What the task requires →
Across the listing below, how many lines contain "doesn"? Answer with the number and nothing else.

Data listing →
---+---

PR #5781, opened 2022-06-15
ECK Resources Helm Chart

### LINKED ISSUE #5505: Investigate Helm charts for individual resources managed by the ECK operator

naemono:
closes #5505

This PR contains the first version of the ECK-managed resources helm charts including

1. eck-stack chart, which is a parent chart for installing all of the stack components
2. eck-elasticsearch chart for installing Elasticsearch
3. eck-kibana chart for installing Kibana

The main idea is to keep the configuration as simple as possible. With this in mind, the default configuration will deploy:

1. Elasticsearch quickstart example
2. Kibana will not be deployed unless enabled with `--set kibana.enabled=true`

The examples in `eck-stack/examples` only include the quickstart example, and an additional example for both Elasticsearch, and Kibana, for ease of initial review.  If preferred, we can add examples for all the options on this [page](https://www.elastic.co/guide/en/cloud-on-k8s/current/k8s-elasticsearch-specification.html).  Let us know.

Not included in this PR:
- Beats
- Elastic Maps Server
- Enterprise Search
- APM Server
- Agent

## TODO

- [x] Write documentation in the official ECK /docs directory.
- [x] Document using example values.
- [x] Potentially add tests.
- [x] ~~Add CI/CD to release chart(s)~~ (doesn't appear necessary, as existing process will release all charts in repo)
- [x] Documentation concerning this feature being Enterprise

## Open Questions

- [ ] How do we release this/these charts independent of the eck-operator?  Do we see the need for this initially?  (just create issue for this in the future?)
- [ ] How do we use the dev helm charts repo with this/these charts?  The dependencies on the Chart.yaml in eck-stack doesn't support this.
- [ ] Do we want to document every single option in eck-ES, and eck-Kibana readme, similar to other charts?  [See example](https://github.com/elastic/cloud-on-k8s/pull/5781/files#diff-3ca21b2db6174999d6cd02d1f6c51ceaa34a08edc9dd25350ed8698b2a33b367R70)


hack/helm/test.sh
```diff
@@ -0,0 +1,29 @@
...
+check() {
+    local TEST_DIR="$1"
+    cd "${TEST_DIR}"
+
+    docker run -ti --rm -v "$(pwd)":/apps quintush/helm-unittest:latest -3 -f 'templates/tests/*.yaml' .
+    cd -
+}
+
+# The following odd style is to resolve SC2045
+shopt -s dotglob; for i in "${SCRIPT_DIR}"/../../deploy/*; do
```
pebrc, line 22: I am not sure I follow here SC2045 is "Iterating over ls output is fragile. Use globs." you are not iterating over ls output? Also dotglob does include filenames starting with . in the glob expansion, is that really what we want here?

deploy/eck-stack/templates/tests/kibana_test.yaml
```diff
@@ -0,0 +1,48 @@
+suite: test kibana
+templates:
+  - charts/eck-kibana/templates/kibana.yaml
```
pebrc, line 3: Same here regarding dependency build as with the Elasticsearch test and I would move them to the Kibana chart and have only tests that test the stack chart here.

docs/orchestrating-elastic-stack-applications/stack-helm-chart.asciidoc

---+---

Your solution →
2